Hahaha. Why nice guys suck. (For better or worse...that ain't me.)

I rode down to Scotts Valley yesterday (the long way, and I still timed it wrong and had too much time to kill) to meet up with a guy from SBR who offered to help me go over my bike and look for anything amiss. Engines are one of many things I've never felt the urge for, but this guyis so comfortable wrenching on bikes, and the bike is so simple and accessible compared to the car, that it was just a ton of fun. I mentioned my scraped curb feelers (little knobs of metal screwed into the bottom of the foot pegs--I scraped the left side last week, and someone had already done the right side), and he said, "Yeah, I usually take those off, since they just make noise and freak out the rider." I said, "Yep, freaked me out last week." "Well, let's make that the first thing, then." And we were off on a host of minor tweaks: remove the curb feelers, scrape the ancient stickers off the gas tank and tach, straighten out a bent clutch lever I hadn't consciously noticed, adjust clutch and brake levers for play and tightness, replace the reservoir brake fluid, on and on with these little things that make the bike perform just a bit better and more safely, but also just provide a good feel of being on a machine that you know and have cared for. We even took the back axle out, to reverse a sleeve that someone had put on backwards (practically harmless, but you couldn't see the measuring markers for the chain-tightening turnbuckle). Cleaned and lubed the chain, discovered I need a new chain and sprockets. Cleaned the whole bike with Lemon Pledge, cleaned off some minor corrosion with WD-40, so forth and so on. It's just fun, and pretty easy. (She'll probably need a valve adjustment [yes, along with carburetors and a choke, she lacks self-adjusting valves], which is a tedious process that will be done by some lucky shop.) Anyway, lots of fun, lots of good information to pass on to other people, and not really that hard.

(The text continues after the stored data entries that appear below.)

PR #108, opened 2016-08-10
Mark tagging spreadsheets as deleted

carvil:
Instead of deleting TaggingSpreadsheets, we should mark them as deleted and keep
a record of them in the backend for audit purposes. As they perform actions on
content items, we should probably keep a record of them in case something goes
wrong.

This change makes sure we don't perform a hard-delete on those spreadsheets. We
instead mark them as deleted and remove those ones from the index page.

Trello: https://trello.com/c/dAR3TgV2/84-instead-of-allowing-a-user-to-delete-a-tagging-spreadsheet-we-should-probably-just-mark-it-as-deleted-in-order-to-keep-a-record-

Part of a bigger task: https://trello.com/c/7tcrUgcz/66-initial-round-of-improvements-to-error-handling-in-tag-importer

### DIFF
--- a/app/controllers/tagging_spreadsheets_controller.rb
+++ b/app/controllers/tagging_spreadsheets_controller.rb
@@ -1,6 +1,6 @@
 class TaggingSpreadsheetsController < ApplicationController
   def index
-    @tagging_spreadsheets = TaggingSpreadsheet.all.newest_first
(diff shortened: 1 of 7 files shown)


rubenarakelyan:
👍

I got textile overpants, which are great, except I got the 38 Short, which turns out to be too short once I'm actually on the bike. Dammit. Have to go down to San Jose a third time. And on the bike, no less, to make sure I don't have the same problem again. Freeway trips on the bike just aren't that interesting, and I don't particularly like going freeway speeds.

I have some genuinely new and unfamiliar challenges at work, involving taking a larger architectural view of things, communicating that to a variety of other people, and ultimately providing technical direction. Not beyond my ability, of course--you have no idea what it takes for me to cop to that--but definitely something I've never done before. This must be what normal jobs are like in companies that give you increased responsibility over time.